Market Update: Australian Dollar Shows Weakness Amid Chinese Data
In Asian trading on Monday, the AUD/USD pair slipped 0.10% to approximately 0.6645. The Australian dollar is facing pressure following the release of unexpectedly weak retail sales and industrial production figures from China’s National Bureau of Statistics for November.
Australia’s economy relies heavily on exports to China, so shifts in Chinese economic indicators significantly sway the Australian dollar (AUD).
Chinese retail sales only increased by 1.3% year-on-year in November, falling short of the anticipated 2.9%. Meanwhile, industrial production showed a slight decline to 4.8%, down from October’s 4.9%. Analysts had expected an uptick to 5% in factory output.

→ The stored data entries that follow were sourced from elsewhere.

PR #364, opened 2023-08-28
Parallel vectors

zhardy-lanl:
## Parallel Vector Implementations

This PR introduces the `chi_math::ParallelVector` and `chi_math::GhostedParallelVector` classes. These are primarily intended for use cases when ghosted values of local STL vectors are needed (i.e. PWLD -> PWLC projections) and for non-local contributions to STL vectors.

The `chi_math::ParallelVector` assembly is done in a similar way to PETSc, allowing for either `SET_VALUE` operations or `ADD_VALUE` operations, but not both. Additionally, local vectors can be set using a scalar value or an STL vector. Only local values are available on each process, so all accessors and iterators function only on local values. Lastly, local STL vectors can be generated and returned via a `MakeLocalVector` routine.

The `chi_math::GhostedParallelVector` is derived from `chi_math::ParallelVector`, but additionally pairs the parallel vector with a `chi_math::VectorGhostCommunicator`. The additional functionality in this class is the ability to return a ghosted local vectors, read local or ghost data via global ids, and to update the ghosted values via communication. Apart from read access via global ids, all other accessors are inherited, and therefore only provide access to locally owned data to prevent accidental changes to ghosted data.

A rudimentary unit test is located at `test/framework/chi_math/chi_math_test_02.lua`.


framework/math/ghosted_parallel_vector.h
```diff
@@ -0,0 +1,78 @@
...
+
+
+namespace chi_math
+{
+
+
+class GhostedParallelVector : public ParallelVector
+{
+public:
+  GhostedParallelVector() = delete;
```
Naktakala: Remove this line. Default constructors are defined if and only if it is found that the class has no constructor. Once a constructor is defined the default constructor is not defined and therefore does not need to be deleted.

framework/math/ghosted_parallel_vector.h
```diff
@@ -0,0 +1,78 @@
...
+                            other.comm_)
+  {}
+
+  GhostedParallelVector(GhostedParallelVector&& other)
+    : GhostedParallelVector(other.local_size_,
+                            other.global_size_,
+                            other.ghost_ids_,
+                            other.comm_)
+  {}
+
```
Naktakala: Doc string:
Returns the number of ghost entries that are locally associated with the vector.

framework/math/ghosted_parallel_vector.h
```diff
@@ -0,0 +1,78 @@
...
+  uint64_t NumGhosts() const { return num_ghosts_; }
+  uint64_t TotalLocalSize() const override { return local_size_ + num_ghosts_; }
```
Naktakala: Doc string:
Returns the number of local and ghost entries for the current location.

framework/math/ghosted_parallel_vector.h
```diff
@@ -0,0 +1,78 @@
...
+
+  std::vector<double> MakeGhostedLocalVector() const { return values_; }
```
Naktakala: Doc string:
Returns an STL vector that has the current local values along with the ghost entries appended to the back.

framework/math/parallel_vector.h
```diff
@@ -0,0 +1,140 @@
...
+    : local_size_(other.local_size_),
+      global_size_(other.global_size_),
+      location_id_(other.location_id_),
+      process_count_(other.process_count_),
+      values_(other.values_),
+      comm_(other.comm_)
+  {}
+
+  uint64_t LocalSize() const { return local_size_; }
+  virtual uint64_t TotalLocalSize() const { return local_size_; }
```
Naktakala: This method is horribly out of scope for a non-ghosted vector. Remove it from `ParallelVector`.

framework/math/ghosted_parallel_vector.h
Naktakala: Coupled with my comment in `ParallelVector`, remove the override here.

framework/math/ghosted_parallel_vector.h
```diff
@@ -0,0 +1,78 @@
...
+  /**
+   * Return the value of the parallel vector for the specified global index.
+   *
+   * An error is thrown if the global index does not belong to a locally
+   * owned, or ghost entry.
+   */
+  double GetGlobalValue(const int64_t global_id) const;
+
+  /**
+   * Communicate the current ghost entries to all other processes to
```
Naktakala: Rephrase:
Communicate all current local-entries, that are ghost-entries on other ranks, to their respective recipients. This is a collective call.

framework/math/parallel_vector.cc
```diff
@@ -0,0 +1,264 @@
...
+std::vector<double> ParallelVector::MakeLocalVector()
+{
+  return std::vector<double>(values_.begin(),
+                             values_.begin() + local_size_);
+}
+
+
+double ParallelVector::operator[](const int64_t local_id) const
+{
+  ChiInvalidArgumentIf(
```
Naktakala: `ChiInvalidArgumentIf` is a macro defined as:
```
#define ChiInvalidArgumentIf(condition, message)                               \
  if (condition)                                                               \
  throw std::invalid_argument(std::string(__PRETTY_FUNCTION__) + ": " +        \
                              message)
```
Please remove `std::string(__FUNCTION__)` since the `__PRETTY_FUNCTION__` is already there.

framework/math/parallel_vector.cc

The AUD has been adjusting over the past couple of trading days after disappointing labor market data released for November. Employment figures revealed a loss of 21,300 jobs, while the forecast suggested an addition of 20,000 jobs, raising doubts about the labor market’s robustness.

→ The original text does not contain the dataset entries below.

PR #378, opened 2023-09-22
Nl solver upgrades 2023 09

Naktakala:
## Highlights
- `ParallelVector`:
  - Changed `ParallelVector` to `ParallelSTLVector` 
    (underlying data structures are STL-containers). The STL version using the 
    name `ParallelVector` was using perfect base name. 
  - Defined an abstract base-class `ParallelVector`. Now we can have derived
    classes that differ by their underlying implementation, i.e. `ParallelSTLVector`
    and `ParallelPETScVector`
  - Added more content to the `ParallelSTLVector` and `GhostedParallelSTLVector`
    test to ensure we check the other unused utilities.
  - `VectorGhostCommunicator`: Consolidated all of its members into a single
    data structure that can be initialized and copied more easily.
  - Fixed copy construction operations on ParallelVectors
  - Added norm utility and some basic operations (this will grow to more in the future)
- MPI utilities. Given a communicator we seem to have a lot of code duplicated 
  when getting the current rank off, number of total ranks, and figuring out
  the block offsets for DOFs. Added three utilities for this.
- `chi_math::PETScUtils`. 
  - `CopyVecToSTLvector` by default reallocated the output vector. This screwed
    up cases where it was used for ghosts. Added a boolean flag to control this.
  - `CopyVecToSTLvectorWithGhosts` same.
  - Added `CopySTLvectorToVec`. Don't know why I've always done this manually.
- `chi_math::NonLinearSolver`:
  - Created `NonLinearSolverOptions` block that is based off a `ChiObject`. This
    allows objects using `NonLinearSolver` to more easily obtain and shuttle 
    around options.
  - Changed the constructor of `NonLinearSolver` so that the non-linear method
    comes from the options and not directly through the constructor.
  - Reorganized the declaration of `NonLinearSolver` to have public, protected 
    and private categories in that order.
- `chi_math::SpatialDiscretization`:
  - Added utility method `MakeCellInternalAndBndryNodeIDs`. This was being done
    manually in many places where Dirichlet BCs were involved.
  - `cell_mapping_base.cc` is just pure formatting change.
  - `finite_element` quadrature point data. Added method calls to get the 
    vectors shape-values, shape-grad-values, qpoints-xyz, JxW-values and normals
- `FieldFunction`:
  - `chiExportMultiFieldFunctionToVTK` can now use ff-handles or names.
  - Properly constrained parameter `sdm_type` to the allowed values.
  - `FieldFunctionGridBased::UpdateFieldVector` now just updates local values
    instead of verbatim copying local values (which screwed up when ghosts 
    were used)
- `chi_physics::Solver`
  - The timestepping stuff is still a work in progress.
  - Added a parameter `time_controls` which gets passed to a TimeStepController.
- `chi_physics::TimeStepController`:
  - General enhancements. This is not really used anywhere yet so don't worry 
    too much about it.
- `PostProcessors`:
  - Both `AggregateNodalValue` and `CellVolumeIntegral` now can have a time 
    history which I neglected to put in the first time.
- `ChiObjectFactory`: Added method to get a registered object's input 
  parameters. This makes non-lua factory calls a lot easier.
- `chi_runtime`: Slight improvement to the documentation of the `GetStackItem`
  group of method calls.

## Linear Boltzmann module changes

Adjustments based on the changes to the constructor of `chi_math::NonLinearSolver`


ragusa (approved):

framework/math/NonLinearSolver/NonLinearSolverOptions.cc
```diff
@@ -0,0 +1,98 @@
+#include "NonLinearSolverOptions.h"
+
+#include "ChiObjectFactory.h"
+
+namespace chi_math
+{
+
+RegisterChiObject(chi_math, NonLinearSolverOptions);
```
zachhardy: On a plane, so hard to check, but isn't there a utility for registering _only_ parameters?

framework/math/NonLinearSolver/NonLinearSolverOptions.cc
```diff
@@ -0,0 +1,98 @@
...
+  params.AddOptionalParameter(
+    "nl_abs_tol", 1.0e-8, "Non-linear absolute tolerance");
+  params.AddOptionalParameter(
+    "nl_sol_tol", 1.0e-50, "Non-linear solution tolerance");
+  params.AddOptionalParameter(
+    "nl_max_its", 50, "Non-linear maximum iterations");
+  params.AddOptionalParameter(
+    "nl_max_r_evaluations",
+    -1,
+    "Negative number disables this. The maximum allowed residual evaluations.");
```
zachhardy: Description, then the specific behavior. Switch sentence order.

framework/math/NonLinearSolver/NonLinearSolverOptions.h
```diff
@@ -0,0 +1,39 @@
...
+  double nl_sol_tol_ = 1.0e-50;
+  int    nl_max_its_ = 50;
+  int    nl_max_r_evaluations_ = -1;
+  int    l_max_failed_iterations_ = 1000;
+  double l_rel_tol_ = 1.0e-8;
+  double l_abs_tol_ = 1.0e-8;
+  double l_div_tol_ = 1.0e6;
+  int    l_max_its_ = 100;
+  int    l_gmres_restart_intvl_ = 30;
+  double l_gmres_breakdown_tol_ = 1.0e6;
```
zachhardy, line 34: Would it be better to have a struct for linear and nonlinear options? Alternatively, it would be cool to have a linear solver that the nonlinear solver stores.

framework/math/ParallelVector/ParallelSTLVector.h
```diff
@@ -0,0 +1,158 @@
...
+                    MPI_Comm communicator);
+
+  /**Copy constructor.*/
+  ParallelSTLVector(const ParallelSTLVector& other);
+
+  /**Move constructor.*/
+  ParallelSTLVector(ParallelSTLVector&& other) noexcept;
+
+  std::unique_ptr<ParallelVector> MakeCopy() const override;
+  std::unique_ptr<ParallelVector> MakeNewVector() const override;
```
zachhardy: Could you enlighten me to the purpose of these routines. In particular, why return a unique pointer, and why not just use a copy constructor? What scenario should you use one over the other?  Further, what is the rationale for `MakeNewVector` in addition to `MakeCopy`? To me, the name of the routine isn't suggestive of setting all elements to zero, and even if it was, why can't the user just call `Set` themself?

framework/math/ParallelVector/ParallelVector.h
```diff
@@ -0,0 +1,164 @@
...
+
+  /**Move constructor.*/
+  ParallelVector(ParallelVector&& other) noexcept;
+
+  virtual std::unique_ptr<ParallelVector> MakeCopy() const = 0;
+  virtual std::unique_ptr<ParallelVector> MakeNewVector() const = 0;
+
+  /** Returns the raw stl-vector associated with the local data of this
+   * vector.*/
+  virtual std::vector<double>& RawValues() = 0;
```
zachhardy: Not a big fan of the name. I have always associated `Raw` with pointers to underlying data. Also, what reference STL vector will this return for non-STL parallel vector implementations? What would this return for a `ParallelPETScVector`?

framework/math/ParallelVector/ParallelVector.h
```diff
@@ -0,0 +1,164 @@
...
+   * the local vector.
+   *
+   * \note This accessor allows access to all locally stored elements,
+   *       including any data beyond local_size_ that may exist in derived
+   *       classes.
+   */
+  virtual double& operator[](int64_t local_id) = 0;
+
+  /// Return a vector containing the locally owned data.
+  virtual std::vector<double> MakeLocalVector() = 0;
```
zachhardy, line 80: This is what should be used instead of `RawValues` in its current state (i.e. returning a reference to a STL vector).

framework/math/ParallelVector/ParallelVector.h
```diff
@@ -0,0 +1,164 @@
...
+   */
+  virtual void SetValues(const std::vector<int64_t>& global_ids,
+                         const std::vector<double>& values,
+                         VecOpType op_type) = 0;
+
+  /**In place adding of vectors. The sizes must be compatible.*/
+  virtual void operator+=(const ParallelVector& y) = 0;
+
+  /**Adds a vector multiplied by scalar a. Optimized for a=1.0 and -1.0*/
+  virtual void PlusAY(double a, const ParallelVector& y) = 0;
```
zachhardy:
```suggestion
  virtual void Add(const ParallelVector& y, const double a = 1.0) = 0;
```
What about this with a check for `a = 1.0` to avoid unnecessary multiplication? `PlusAY` doesn't scream add a scaled vector but rather add a matrix vector product. I think avoiding using math notation in function names is better than the alternative. With case rules, it makes it even less clear.

framework/math/ParallelVector/ParallelVector.h
```diff
@@ -0,0 +1,164 @@
...
+
+  /**Sets the local values of one vector equal to another. The sizes must be
+   * compatible.*/
+  virtual void CopyValues(const ParallelVector& y) = 0;
```
zachhardy: This would be better as an overload of `Set` in my opinion. Why introduce a new function name to do the same type of operation in a more particular way?

framework/math/ParallelVector/ParallelVector.h
```diff
@@ -0,0 +1,164 @@
...
+
+  /**Copies a contiguous block of local data from the source vector to the
+   * current vector. The blocks are specified with offset values and num_values.
+   * */
```
zachhardy: I've seen this in deal. The documentation can be improved to say it is copying `num_values` starting from `y_offset` into entries starting at `local_offset`.

framework/math/ParallelVector/ParallelVector.h
```diff
@@ -0,0 +1,164 @@
...
+  virtual void BlockCopyLocalValues(const ParallelVector& y,
+                                    int64_t y_offset,
+                                    int64_t local_offset,
+                                    int64_t num_values) = 0;
+
+  /**Copies a contiguous block of local data from the source STL vector to the
+   * current vector. The local block offset is specified with the local-offset
+   * value. The input STL vector must have num_values entries.
+   * */
```
zachhardy: local_offset, not local-offset. Move */ to end of previous line.

framework/math/ParallelVector/ParallelVector.h
```diff
@@ -0,0 +1,164 @@
...
+  virtual void Assemble() = 0;
+
+  /// Print the local vectors to stings.
+  virtual std::string PrintStr() const = 0;
+
+  /**
+   * Communicate the current ghost entries, if applicable, to all other
+   * processes to update the locally stored ghost data.
+   */
+  virtual void CommunicateGhostEntries(){};
```
zachhardy, line 168:
```suggestion
  /**
   * Communicate the current ghost entries, if applicable, to all other
   * processes to update the locally stored ghost data.
   */
  virtual void CommunicateGhostEntries() {};
```
We've come full circle from drawing a line in the sand with using the word "ghost" in a non-ghost vector class

framework/math/ParallelVector/ParallelVector.h
```diff
@@ -0,0 +1,164 @@
...
+  virtual void PlusAY(double a, const ParallelVector& y) = 0;
+
+  /**Sets the local values of one vector equal to another. The sizes must be
+   * compatible.*/
+  virtual void CopyValues(const ParallelVector& y) = 0;
+
+  /**Copies a contiguous block of local data from the source vector to the
+   * current vector. The blocks are specified with offset values and num_values.
+   * */
+  virtual void BlockCopyLocalValues(const ParallelVector& y,
```
zachhardy: `Set` overload.

framework/math/ParallelVector/ParallelVector.h
```diff
@@ -0,0 +1,164 @@
...
+                                    int64_t y_offset,
+                                    int64_t local_offset,
+                                    int64_t num_values) = 0;
+
+  /**Copies a contiguous block of local data from the source STL vector to the
+   * current vector. The local block offset is specified with the local-offset
+   * value. The input STL vector must have num_values entries.
+   * */
+  virtual void BlockCopyLocalValues(const std::vector<double>& y,
```
zachhardy: `Set` overload.

framework/math/SpatialDiscretization/CellMappings/cell_mapping_base.cc
```diff
@@ -6,12 +6,13 @@
...
-  CellMapping(const chi_mesh::MeshContinuum& in_grid,
-              const chi_mesh::Cell& in_cell,
-              size_t in_num_nodes,
-              std::vector<std::vector<int>> in_face_node_mappings,
-              const VandAFunction& volume_area_function) : ref_grid_(in_grid),
+chi_math::CellMapping::CellMapping(
+  const chi_mesh::MeshContinuum& in_grid,
+  const chi_mesh::Cell& in_cell,
+  size_t in_num_nodes,
+  std::vector<std::vector<int>> in_face_node_mappings,
```
zachhardy, line 13: We should move away from these `in_` arguments as we encounter them. These are not necessary now that members use a trailing underscore.

framework/math/VectorGhostCommunicator/vector_ghost_communicator.h
```diff
@@ -28,35 +34,40 @@ class VectorGhostCommunicator
...
-  std::vector<int> senddispls_;
-  std::vector<int> recvcounts_;
-  std::vector<int> recvdispls_;
+    std::vector<int64_t> local_ids_to_send_;
+    std::map<int64_t, size_t> ghost_to_recv_map_;
+  };
 
-  std::vector<int64_t> local_ids_to_send_;
-  std::map<int64_t, size_t> ghost_to_recv_map_;
+  const CachedParallelData cached_parallel_data_;
```
zachhardy, line 66: Consider declaring the struct at the top of the class.

framework/math/VectorGhostCommunicator/vector_ghost_communicator.h
```diff
@@ -28,35 +34,40 @@ class VectorGhostCommunicator
...
 
+private:
+  int FindOwnerPID(int64_t global_id) const;
+  CachedParallelData MakeCachedParallelData();
```
zachhardy, line 70: Consider moving up to be with the other routines.

framework/mpi/chi_mpi_utils.h
zachhardy, line 1: Consider adding the all to all stuff into these files.

framework/physics/FieldFunction/ff_gridbased_00_constrdestr.cc
```diff
@@ -24,6 +24,10 @@ chi::InputParameters FieldFunctionGridBased::GetInputParameters()
   params.AddOptionalParameter(
     "initial_value", 0.0, "The initial value to assign to the field function");
 
+  using namespace chi_data_types;
+  params.ConstrainParameterRange(
+    "sdm_type", AllowableRangeList::New({"FiniteVolume", "PWLC", "PWLD"}));
```
zachhardy: Should we be consistent and use "FV" for finite volume?

framework/physics/SolverBase/chi_solver.cc
```diff
@@ -32,6 +32,11 @@ chi::InputParameters Solver::GetInputParameters()
   params.AddOptionalParameter(
     "timestep_controller", 0, "Timestep controller to use for timestepping.");
 
+  params.AddOptionalParameterBlock(
+    "time_controls",
+    chi::ParameterBlock{},
+    "Parameters to pass to the time_controller.");
```
zachhardy: This confuses me. What are `time_controls` and a `time_controller`? Should this be `timestep_controls`? If so, what is the idea? A user can pass I assume a handle to a `timestep_controller` or parameters for one? I would just require a handle to a controller instead of this. Please add that the `timestep_controller` input is a handle to a controller.

framework/physics/SolverBase/chi_solver.cc
```diff
@@ -48,10 +53,13 @@ Solver::Solver(const chi::InputParameters& params)
...
 
-  if (not user_params.Has("timestep_controller"))
+  const bool has_controller = user_params.Has("timestep_controller");
+  const bool has_time_controls = user_params.Has("time_controls");
+
+  if (not has_controller)
   {
     chi::ParameterBlock ts_params;
-    ts_params.AddParameter("initial_dt", dt_);
+    if (has_time_controls) ts_params = user_params.GetParam("time_controls");
```
zachhardy: Same as above

framework/physics/SolverBase/chi_solver.cc
```diff
@@ -64,6 +72,10 @@ Solver::Solver(const chi::InputParameters& params)
     time_step_controller_ = Chi::GetStackItemPtrAsType<TimeStepController>(
       Chi::object_stack, handle, __FUNCTION__);
   }
+
+  ChiInvalidArgumentIf(has_controller and has_time_controls,
+                       "Both \"has_controller\" and \"has_time_controls\" "
+                       "cannot be specified at the same time.");
```
zachhardy: Unnecessary if you just require a controller handle.

framework/physics/SolverBase/chi_solver.cc
```diff
@@ -48,10 +53,13 @@ Solver::Solver(const chi::InputParameters& params)
 {
   const auto& user_params = params.ParametersAtAssignment();
 
-  if (not user_params.Has("timestep_controller"))
+  const bool has_controller = user_params.Has("timestep_controller");
+  const bool has_time_controls = user_params.Has("time_controls");
```
zachhardy: Same as above

framework/physics/TimeStepControllers/TimeStepController.cc
```diff
@@ -1,28 +1,115 @@
...
+  params.AddOptionalParameter("end_time", 1.0, "End time");
+  params.AddOptionalParameter(
+    "max_time_steps",
+    -1,
+    "Maximum number of timesteps to take. A negative number disables this.");
+
+  params.AddOptionalParameter("eps",
+                              1.0e-12,
+                              "General time tolerance. This is used to "
+                              "constrict the dt to the end-time.");
```
zachhardy:
```suggestion
                              "constrict the dt to the final time.");
```
Either way, no -

framework/physics/TimeStepControllers/TimeStepController.cc
```diff
@@ -1,28 +1,115 @@
...
+}
+
+/**Determines if the time is at the end time (within tolerance) or greater.*/
+bool TimeStepController::AtEndTime() const
+{
+  if (std::fabs(time_ - end_time_) < general_tolerance_)
+    return true;
+
+  if (time_ > end_time_)
+    return true;
```
zachhardy: This seems incompatible with the routine name and docstring, what is its purpose? Is ending at `end_time_` optional?

framework/physics/TimeStepControllers/TimeStepController.cc
```diff
@@ -1,28 +1,115 @@
...
+
+/**Provides the equivalent timestep for ending at the end-time.*/
+double TimeStepController::StepSizeLimitedToEndTime() const
 {
+  double dt_limited = dt_;
+
+  if ((end_time_ - time_) <= dt_) dt_limited = end_time_ - time_;
+
+  return dt_limited;
+}
```
zachhardy: What is the purpose for this?

framework/physics/TimeStepControllers/TimeStepController.cc
```diff
@@ -1,28 +1,115 @@
...
+    end_time_(params.GetParamValue<double>("end_time")),
+    max_time_steps_(params.GetParamValue<int>("max_time_steps")),
+    general_tolerance_(params.GetParamValue<double>("eps"))
+{
+}
+
+/**Overridable method to get the timestep size.*/
+double TimeStepController::GetTimeStepSize()
+{
+  dt_ = StepSizeLimitedToEndTime();
```
zachhardy: An accessor changing a member??? Not a fan.

framework/physics/TimeStepControllers/TimeStepController.h
```diff
@@ -6,18 +6,59 @@
...
+
+  /**Builds a formatted string of the time information.*/
+  std::string StringTimeInfo() const;
+
 protected:
   static chi::InputParameters GetInputParameters();
   explicit TimeStepController(const chi::InputParameters& params);
 
-  double current_timestep_size_;
+  /**Provides the equivalent timestep for ending at the end-time.*/
```
zachhardy:
```suggestion
  /**Provides the equivalent timestep for ending at the final time.*/
```

framework/post_processors/CellVolumeIntegralPostProcessor.cc
```diff
@@ -145,6 +145,21 @@ void CellVolumeIntegralPostProcessor::Execute(const Event& event_context)
...
     value_ = ParameterBlock("", globl_integral / globl_volume);
   }
+
+  const int event_code = event_context.Code();
+  if (event_code == 32 /*SolverInitialized*/ or
+      event_code == 38 /*SolverAdvanced*/)
+  {
+    const auto& event_params = event_context.Parameters();
+
+    if (event_params.Has("timestep_index") and event_params.Has("timestamp"))
```
zachhardy: Is `timestamp` the same as `time`? If so, I would recommend changing `timestep_index` to `timestamp_index` to be more clear.

framework/post_processors/CellVolumeIntegralPostProcessor.cc
```diff
@@ -145,6 +145,21 @@ void CellVolumeIntegralPostProcessor::Execute(const Event& event_context)
...
+    {
+      const size_t index = event_params.GetParamValue<size_t>("timestep_index");
```
zachhardy, line 157: Same as above

framework/math/NonLinearSolver/non_linear_solver.h
zachhardy, line 1: Should this be changed to `NonLinearSolver.h`?

framework/math/NonLinearSolver/non_linear_solver_petsc.cc
zachhardy, line 1: Should this be changed to `NonLinearSolverPETSc.cc`?

zachhardy (changes requested):
See comments. Lots of changes in different areas in this PR so please forgive any comments that don't seem to understand the big picture.

I noticed that one quite a few files you did a reformat according to the `.clang_format` file while on others you didn't. We should standardize the whole code base with whatever we decide the appropriate formatting options are and then require future PRs to conform to them.

framework/math/NonLinearSolver/NonLinearSolverOptions.cc
Naktakala: There is. When you just have a lonesome `GetInputParameters` call. In this case there is an actual constructor that takes this value,
```
explicit NonLinearSolver(NLSolverContextPtr context_ptr,
                           const chi::InputParameters& params =
                             NonLinearSolverOptions::GetInputParameters())
    : solver_name_(params.GetParamValue<std::string>("name")),
      context_ptr_(context_ptr),
      options_(params)
  {
  }
```

However, looking at it, I don't see an immediate need to be able to create the object standalone. I think we can just register the syntax.

Naktakala: Changed to `RegisterChiObjectParametersOnly`

framework/math/NonLinearSolver/NonLinearSolverOptions.cc
Naktakala: Done

framework/math/NonLinearSolver/NonLinearSolverOptions.h
Naktakala: I have that of something like this. It becomes tricky when you want it to appear completely pluggable because PETSc is so different from other design patterns.

We can easily define LinearSolverOptions and then make NonLinearSolverOptions inherit from it. However, that would be a scope for a different PR.

framework/math/NonLinearSolver/non_linear_solver_petsc.cc
Naktakala: Yes. Renamed.

framework/math/NonLinearSolver/non_linear_solver.h
Naktakala: Yes. Renamed.

framework/math/ParallelVector/ParallelSTLVector.h
Naktakala: Oh damn. Base class missing documentation. Apologies.

```c++
/**Creates a copy of the vector datastructures AND values.
  * This routine requires no communication.*/
  virtual std::unique_ptr<ParallelVector> MakeCopy() const = 0;

  /**Creates a copy of the vector datastructures but NOT the values. The
  * values are defaulted to zero. This routine requires no communication.*/
  virtual std::unique_ptr<ParallelVector> MakeNewVector() const = 0;
```

Naktakala: This is akin to PETSc's `VecCopy` and `VecClone` and they are very useful. Consider the code below:
```
r_t_tp1_ = r.MakeNewVector();
SetModeToTimeOnly();
eq_system_->ComputeResidual(x, *r_t_tp1_);

if (TimeIDListHasID(r_time_ids, TimeID::T_PLUS_1))
{
    r_x_tp1_ = r.MakeNewVector();
    SetModeToNonTimeOnly();
    eq_system_->ComputeResidual(x, *r_x_tp1_);
    r_map_[TimeID::T_PLUS_1] = (&(*r_x_tp1_));
}
```

Naktakala: This is what a MakeCopy, like you suggest will look like:
```
r_t_tp1_ = r.MakeCopy();
r_t_tp1.Set(0.0);

SetModeToTimeOnly();
eq_system_->ComputeResidual(x, *r_t_tp1_);

if (TimeIDListHasID(r_time_ids, TimeID::T_PLUS_1))
{
    r_x_tp1_ = r.MakeNewVector();
    r_x_tp1_.Set(0.0);
    SetModeToNonTimeOnly();
    eq_system_->ComputeResidual(x, *r_x_tp1_);
    r_map_[TimeID::T_PLUS_1] = (&(*r_x_tp1_));
}
```

Naktakala: Another example:
```
std::vector<std::unique_ptr<ParallelVector>>
EquationSystem::InitSolutionHistory()
{
  std::vector<std::unique_ptr<ParallelVector>> old_solution_vectors;
  for (size_t t = 0; t < num_solution_histories_; ++t)
  {
    auto vec = main_solution_vector_->MakeNewVector();
    old_solution_vectors.push_back(std::move(vec));
  }

  return old_solution_vectors;
}
```

framework/math/ParallelVector/ParallelVector.h
Naktakala: Please suggest an alternative name. With ParallelPETScVector there would have to be the notion of open/closed like other codes do. For now the code on the base class just throws "Method not implemented".

Let me think about a possible alternative here.

framework/math/ParallelVector/ParallelVector.h
Naktakala: Well, this goes with an alternative that I am thinking about. The make local vector business for setting the local values of a vector requires 2 copies. Once to copy out of the vector, then you use something like CopyVecToSTLVec, then you have to use Set again which does bounds checking AND another copy.

The real solution here would be to overload the `CopyValues` routine to operate on a PETSc vector.

framework/math/ParallelVector/ParallelVector.h
Naktakala: Ok. We can do this. I want to eventually get to all of these:
image

framework/math/ParallelVector/ParallelVector.h
Naktakala: I've already messaged you in private and said I conceded. If you want a public concession then here it is. Congrats Zach, our disagreement tilted in your favor with me self-correcting that it is a better idea. Now let's do better next time and not put things like this in a review.

framework/math/SpatialDiscretization/CellMappings/cell_mapping_base.cc
Naktakala: Looks like I accidentally hit the reformat short-cut on this file. I might have added something then removed it.

I agree with your comment, and take responsibility for it, however, this can send this PR down a rabbit hole and changed into a "fix the in_ business". I would love help in committing a single PR with just formatting changes.

framework/math/VectorGhostCommunicator/vector_ghost_communicator.h
Naktakala: Please clarify. The file is currently structured public, protected, private. The struct should maintain it's protected status. What exactly is needed?

framework/math/VectorGhostCommunicator/vector_ghost_communicator.h
Naktakala: Please clarify as well. 
Option A : Methods public+protected+private --- Members public+protected+private
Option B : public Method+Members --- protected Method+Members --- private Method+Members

On a broader scale, the outlook for the Australian dollar remains relatively solid, as the US dollar struggles to gain ground. This is largely due to expectations that the Federal Reserve may cut interest rates by 2026, a view that came into sharper focus after last week’s policy meeting. The Fed’s dot plot indicated that officials foresee a decline in the federal funds rate to 3.4% by late 2026, suggesting only one rate reduction for the upcoming year.
This week, the primary focus for the dollar will be on the upcoming November nonfarm payrolls (NFP) data set to be released on Tuesday.